__INPUT MATERIAL__
##############################

PR #1943, opened 2022-09-14
Sliced output diagnostic

bartgol:
Adds a diagnostic for sliced output. Still need to setup syntax to request sliced output in yaml file, but the diagnostic itself works.

### DIFF
--- a/components/scream/src/share/field/field_manager.cpp
+++ b/components/scream/src/share/field/field_manager.cpp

##############################

__WORK ORDER__
Search the records above for the string "scream". Report each line that has it.

__EXERCISE RESULT__
--- a/components/scream/src/share/field/field_manager.cpp
+++ b/components/scream/src/share/field/field_manager.cpp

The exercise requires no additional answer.